* [What the task requires]: Your task is to find every line of the data that holds the string "public" and copy it.

* [Stored data entries]:
##############################

PR #4039, opened 2024-06-07
Refactor SemIRDiagnosticConverter out of check.cpp

jonmeow:
This is mostly just moving the code out. It also changes node_converters from a DenseMap to a SmallVector, taking advantage of CheckIRId.

### DIFF
--- a/toolchain/check/sem_ir_diagnostic_converter.h
+++ b/toolchain/check/sem_ir_diagnostic_converter.h
@@ -17,7 +17,7 @@ namespace Carbon::Check {
 class SemIRDiagnosticConverter : public DiagnosticConverter<SemIRLoc> {
  public:
   explicit SemIRDiagnosticConverter(
-      const llvm::ArrayRef<Parse::NodeLocConverter*> node_converters,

##############################

* [Response for this exercise]:
 class SemIRDiagnosticConverter : public DiagnosticConverter<SemIRLoc> {
  public:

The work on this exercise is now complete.